=== Begin Enclosure ===
PR #504, opened 2026-09-05
Fixed small bug with RefCount

wpsimon09:
since `refCounts` member contains object with type `Resource` calling: `refCount[id]++` was incorrect. 

This PR fixes this issue.  However it also rises a question if we want to keep ref count within the `Resource` object or simply use `int` as a value of the `refCounts` member variable.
=== End Enclosure ===
• [WHAT THE EXERCISE ASKS] Please repeat the material exactly as it appears above.

• [ANSWER SPACE]
PR #504, opened 2026-09-05
Fixed small bug with RefCount

wpsimon09:
since `refCounts` member contains object with type `Resource` calling: `refCount[id]++` was incorrect. 

This PR fixes this issue.  However it also rises a question if we want to keep ref count within the `Resource` object or simply use `int` as a value of the `refCounts` member variable.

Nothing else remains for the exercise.